Versteh ich nicht: wieso macht man vom JLayeredPane kein neues Objekt und wieso wird der mainPanel dem ContentPane zugefügt und die einzelnen Ebenen nicht =?

Gruß


----------



## André Uhres (19. Feb 2007)

siroFranz hat gesagt.:
			
		

> ..Versteh ich nicht: wieso macht man vom JLayeredPane kein neues Objekt und wieso wird der mainPanel dem ContentPane zugefügt und die einzelnen Ebenen nicht =?..


Ein JFrame enthält eine komplexe Zusammenstellung von verschiedenen Containern:

*Rootpane* ist der Ausgangspunkt der Containerhierarchie. Er enthält die Container LayeredPane und GlassPane.

*LayeredPane* enthält eine ContentPane und optional eine MenuBar
*-MenuBar* ist eine an das Fenster gekoppelte Menüleiste mit den Menüpunkten, die als Menüs aufrufbar sind.
*-ContentPane* enthält die einzelnen Komponenten der Oberfläche (im Beispiel: mainPanel mit einem Label). 
Im "normalen" Programmieralltag wird nur die ContentPane verwendet.

*GlassPane* ist ein normalerweise durchsichtiger Container, der über allen anderen Containern liegt.
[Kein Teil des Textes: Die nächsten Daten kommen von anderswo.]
PR #849, opened 2022-09-09
Store latest profile sync time and return it in userData

### LINKED ISSUE #842: Process badges in profile

zenovich:
Fixes #842


smadbe (approved):
👍

PR #853, opened 2022-11-04
Fix spec of updatePermissions

### LINKED ISSUE #835: Fix updatePermissions: allow giving perm to a root activity/skill of a group
## Motivations
To avoid the chicken-egg problem, allow group to receive access to their root activities/skills

## Subtasks
In updatePermissions:
- allow an authorized user (given current rules) to give a group permissions to an item, even the group does not already have access to one of the parents of the item or the item itself, if the item is a root activity/skill of the group on one of its ancestors

zenovich:
Fixed #835 
Add a note about that it is allowed to set permissions on items invisible for the user if they are root items for the user

### DIFF
--- a/app/api/groups/update_permissions.go
+++ b/app/api/groups/update_permissions.go
@@ -75,7 +75,8 @@ type managerGeneratedPermissions struct {
 //   * The user giving the access must have `permissions_generated.can_grant_view` >= given `can_view`
 //     for the item.
 //
-//   * The group must already have access to one of the parents of the item or the item itself.
+//   * The group must already have access to one of the parents of the item or the item itself. If it does not,
+//     the item must be a root activity/skill for an ancestor of the group.
 // parameters:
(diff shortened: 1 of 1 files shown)


app/api/groups/update_permissions.go
```diff
@@ -73,7 +73,7 @@ type managerGeneratedPermissions struct {
 //     of `{source_group_id}` which should be an ancestor of the `{group_id}`.
 //
 //   * The user giving the access must have `permissions_generated.can_grant_view` >= given `can_view`
-//     for the item.
+//     for the item. If he does not, the item must be a root activity/skill for an ancestor group of the user.
```
smadbe, line 76: 🤨 Isn't the remark about the root related with the next line instead?

zenovich: Right. Fixed :(

smadbe (approved):

PR #863, opened 2023-01-06
Provide "login" in TaskToken

### LINKED ISSUE #857: Provide "login" in TaskToken
The task token has a attribute for login. It is [already implemented in the struct](https://github.com/France-ioi/AlgoreaBackend/blob/master/app/payloads/task_token.go#L28) but [it is currently not set](https://github.com/France-ioi/AlgoreaBackend/blob/master/app/api/items/generate_task_token.go#L169).

So just add the current user's `login` to the token.

GeoffreyHuck:
fixes #857


smadbe (approved):
Looks good 👍

PR #867, opened 2023-01-09
Merge item type Course into Task

### LINKED ISSUE #820: Merge `task` and `course`
## Motivations
Items of type "courses" behave as the "tasks". Differences they had in the past has now disappeared or are expressed through other attributes.

## Subtasks
* Set the `no_score` bit to `1` for all the existing courses
* Change all items of type `course` to `task`
* Remove the `course` type in the db schema
* Update every services so that the `course` type does not appear anymore

GeoffreyHuck:
fixes #820


app/api/items/search_for_items.feature
```diff
@@ -36,12 +36,12 @@ Feature: Search for items
...
       | 1       | fr           | (the) Our Chapter                       |
       | 2       | fr           | (the) Our Task ___                      |
-      | 3       | en           | (the) Our Course                        |
+      | 3       | en           | (the) Our Task                          |
       | 4       | fr           | (the) \|\|\|Our Skill \\\\\\%\\\\%\\ :) |
       | 6       | en           | Another Chapter                         |
       | 6       | fr           | Un autre chapitre                       |
       | 7       | en           | Another %%%Task                         |
-      | 8       | en           | Another %%%Course                       |
+      | 8       | en           | Another %%%Task 2                       |
```
smadbe, line 44: I suppose that was the kind of data which was useful only to test both the task and the course case... so testing twice the tasks do not make sense anymore.

app/database/result_store_propagate_validated_at_integration_test.go
```diff
@@ -195,7 +195,7 @@ func TestResultStore_Propagate_Categories_SetsValidatedAtToMaxOfValidatedAtsOfCh
 		UpdateColumn("category", "Validation").Error())
 
 	assert.NoError(t, itemStore.Where("id=1").Updates(map[string]interface{}{
-		"type": "Course",
+		"type": "Task",
```
smadbe, line 198: Have you checked it was not a Task already? Otherwise your loose a bit a part of the goal of the test.

smadbe (approved):
I think many data rows in test cases using courses were just there to test the "course" case... while the "task" case is already tested. So converting them to "task" is quite useless (and so making the test more complex (to read (mainly) and run) for nothing. 
But I don't know how these cases are easy to identify... so it is up to you to see if it is worth the effort.

smadbe:
Please wait before merging anyway, I've just found another change that might be needed, but I need Michel's validation on on that first.

smadbe:
Small update: for existing courses (the migration), set the `no_score` bit to `1`.

app/api/items/search_for_items.feature
```diff
@@ -1,3 +1,4 @@
+@wip
```
smadbe, line 1: !!

smadbe (changes requested):

app/api/items/search_for_items.feature
GeoffreyHuck: oops !

app/database/result_store_propagate_validated_at_integration_test.go
GeoffreyHuck: I'm not sure what this is for ? Where does the item with id=1 come from ?

app/api/items/search_for_items.feature
GeoffreyHuck: This one was indeed only used for Courses. For the other ones it's hard to tell.

app/database/result_store_propagate_validated_at_integration_test.go
smadbe: For unit tests, data is loaded from fixture files (cfr `db := testhelpers.SetupDBWithFixture("results_propagation/_common", "results_propagation/validated_at")` on top of the test)... so loaded from what is in the `testdata` dir from the test directory.

smadbe (approved):

app/database/result_store_propagate_validated_at_integration_test.go
GeoffreyHuck: Ok. I'm not sure what to do with this line. The type is not defined within the fixtures files, but the test still works without this line.

smadbe: Ok I thought it was a test for the item get/update... but it is a test for propagation, so the courses behave like tasks, so it is better to keep as you did. 
Sorry, my initial remark was useless here.

PR #868, opened 2023-01-10
.editorconfig specified LF endlines but the whole project uses CRLF. Updated to CRLF.

GeoffreyHuck:
We could also keep LF in the config and update all the files


smadbe (approved):
This is the kind of thing which should be included in the lint checks.

PR #272, opened 2024-05-10
Added examples on how to use schedules

IaroslavTitov:
### Summary
- Added C# example on creating schedules
- Added Typescript example on creating schedules
- Added Yaml example on creating schedules
- Added them to list of tests
- Fixes [274](https://github.com/pulumi/pulumi-pulumiservice/issues/274)

### Testing
- Tested all in local projects


komalali:
@IaroslavTitov I just made a change to the service that now validates if the stack has deployment settings and returns an error if it doesn't. So you may need to update these tests to also include deployment setting resources.

examples/cs-schedules/MyStack.cs
```diff
@@ -0,0 +1,92 @@
...
+        );
+
+        // Schedule that runs drift every Sunday midnight, but does NOT remediate it
+        var drift = new DriftSchedule(
+            "drift-schedule",
+            new DriftScheduleArgs
+            {
+                Organization = "service-provider-test-org",
+                Project = "cs-schedules",
+                Stack = "test-stack",
```
komalali, line 34: You can use the output from deployment settings as an input here to create the dependency chain to ensure that the schedules are always created *after* the settings.
```suggestion
                Organization = settings.Organization,
                Project = settings.Project,
                Stack = settings.Stack,
```

examples/cs-schedules/MyStack.cs
```diff
@@ -0,0 +1,92 @@
...
+            }
+        );
+
+        // Schedule to destroy stack resources on Jan 1, 2026, but NOT delete the stack itself
+        var ttl = new TtlSchedule(
+            "ttl-schedule",
+            new TtlScheduleArgs{
+                Organization = "service-provider-test-org",
+                Project = "cs-schedules",
+                Stack = "test-stack",
```
komalali, line 50: Same idea everywhere below

```suggestion
                Organization = settings.Organization,
                Project = settings.Project,
                Stack = settings.Stack,
```

examples/cs-schedules/MyStack.cs
IaroslavTitov: Yeah, I used dependsOn below to make dependency explicit, and mentioned it above in comment to explain to the reader.

I can do the settings properties too, agree that it's cleaner. However, in this case, since it's an example I think explicitly showing dependency is better, but can change, don't mind either way

komalali: Ah whoops I see it now. Fine to leave as-is.

komalali (approved):

PR #289, opened 2024-05-28
Adding revision to Environment resource

IaroslavTitov:
### Summary
- Adding a revision property to Environment resource
- Moving to a newer esc client added more dummy methods into the test file

### Testing
- Tested in devstack using Dotnet API
- revision number changes as expected

### DIFF
--- a/provider/pkg/provider/environment_test.go
+++ b/provider/pkg/provider/environment_test.go
@@ -14,14 +14,26 @@ import (
 	"github.com/stretchr/testify/assert"
 )
 
-type getEnvironmentFunc func(ctx context.Context, orgName string, envName string, decrypt bool) (yaml []byte, etag string, err error)
+type getEnvironmentFunc func(ctx context.Context, orgName string, envName string, version string, decrypt bool) (yaml []byte, etag string, revision int, err error)
 
 type EscClientMock struct {
 	getEnvironmentFunc getEnvironmentFunc
 }
 
-func (c *EscClientMock) GetEnvironment(ctx context.Context, orgName string, envName string, decrypt bool) (yaml []byte, etag string, err error) {
-	return c.getEnvironmentFunc(ctx, orgName, envName, decrypt)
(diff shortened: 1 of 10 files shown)


provider/pkg/provider/environment_test.go
```diff
@@ -14,14 +14,26 @@ import (
 	"github.com/stretchr/testify/assert"
 )
 
-type getEnvironmentFunc func(ctx context.Context, orgName string, envName string, decrypt bool) (yaml []byte, etag string, err error)
+type getEnvironmentFunc func(ctx context.Context, orgName string, envName string, version string, decrypt bool) (yaml []byte, etag string, revision int, err error)
```
komalali, line 17: What is the `version` here?

sdk/nodejs/environment.ts
```diff
@@ -70,9 +74,11 @@ export class Environment extends pulumi.CustomResource {
             resourceInputs["name"] = args ? args.name : undefined;
             resourceInputs["organization"] = args ? args.organization : undefined;
             resourceInputs["yaml"] = args ? args.yaml : undefined;
+            resourceInputs["revision"] = undefined /*out*/;
```
komalali, line 77: This is odd... why is it in the inputs section?

provider/pkg/provider/environment_test.go
IaroslavTitov: This function has to match the signature of GetEnvironment method inside ESC client. I bumped the version and signature of the method changed, so had to change to match as well.

sdk/nodejs/environment.ts
komalali: I think this is fine, I'm just not used to seeing outputs only.

komalali (approved):

sdk/nodejs/environment.ts
IaroslavTitov: I'm guessing because it's an output only property?

PR #292, opened 2024-05-30
Adding EnvironmentVersionTag resource

IaroslavTitov:
### Summary
- Adding EnvironmentVersionTag resource

### Testing
- Tested locally using Dotnet SDK

```
    var environ = new Pulumi.PulumiService.Environment(
        "Iaro's environment",
        new EnvironmentArgs {
            Organization = "service-provider-test-org",
            Name = "IaroEnv",
            Yaml = new StringAsset(yaml)
        }
    );

    var tag = new Pulumi.PulumiService.EnvironmentVersionTag(
        "Iaro's version tag",
        new EnvironmentVersionTagArgs {
            Organization = "service-provider-test-org",
            Environment = "IaroEnv",
            TagName = "SuperTag",
            Revision = environ.Revision
        }
    );
```


provider/pkg/provider/environment_version_tags.go
```diff
@@ -0,0 +1,162 @@
...
+	}, nil
+}
+
+func (evt *PulumiServiceEnvironmentVersionTagResource) Check(req *pulumirpc.CheckRequest) (*pulumirpc.CheckResponse, error) {
+	return &pulumirpc.CheckResponse{Inputs: req.News, Failures: nil}, nil
+}
+
+func (evt *PulumiServiceEnvironmentVersionTagResource) Update(req *pulumirpc.UpdateRequest) (*pulumirpc.UpdateResponse, error) {
+	// all updates are destructive, so we just call Create.
+	return nil, fmt.Errorf("unexpected call to update, expected create to be called instead")
```
pgavlin, line 118: We definitely don't want tags to always be replaced. Every change to a tag besides its name should be an update.

pgavlin (changes requested):

provider/pkg/provider/environment_version_tags.go
IaroslavTitov: I followed the way stack tags are implemented [here](https://github.com/pulumi/pulumi-pulumiservice/blob/f13da7e94e5f83093da265d3a3c7c4d842375ba9/provider/pkg/provider/stack_tags.go#L133)

I'll rework it to have updates

pgavlin (approved):

provider/cmd/pulumi-resource-pulumiservice/schema.json
```diff
@@ -1344,6 +1344,33 @@
         "environment",
         "permission"
       ]
+    },
+    "pulumiservice:index:EnvironmentVersionTag": {
```
komalali, line 1348: Does the resource not have any outputs?

komalali: We should mirror all inputs as outputs, at least

IaroslavTitov: Good catch, somehow works without it lol
I'll add real quick

komalali (approved):

PR #293, opened 2024-06-03
Adding examples on using revision tags for environments

IaroslavTitov:
### Summary
- Adding examples on using revision tags for environments

### Testing
- All the examples automatically run as tests


examples/py-environments/__main__.py
```diff
@@ -15,3 +16,26 @@
...
+	organization=environment.organization,
+	environment=environment.name,
+	tag_name=environment.revision.apply(
+    lambda revision: "v" + str(revision)
+  ),
+	revision=environment.revision,
+  opts=ResourceOptions(
+    retain_on_delete=True
+  )
+)
```
komalali, line 41: nit: newline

Daraus ersieht man, daß die ContentPane eine von vielen möglichen Ebenen im LayeredPane ist. 
Sie liegt innerhalb der LayeredPane in der sogenannten "FRAME_CONTENT_LAYER".
Weitere Ebenen gehören also logischerweise auch ins LayeredPane, nicht ins ContentPane.
Man muß von LayeredPane auch kein neues Objekt machen: es ist ja eins da und das genügt natürlich.
Siehe auch: http://www.galileocomputing.de/open...sel15_025.htm#Rxx747java15025040005511F021100


----------



## siroFranz (23. Feb 2007)

Hallo,

der soll beim Klick auf den "Back"-Button, die dem JLayeredPane hinzugefügten Komponenten einzelnd im Vordergrund darstellen.
Müsste ja mit movetoBack() gehn oder ?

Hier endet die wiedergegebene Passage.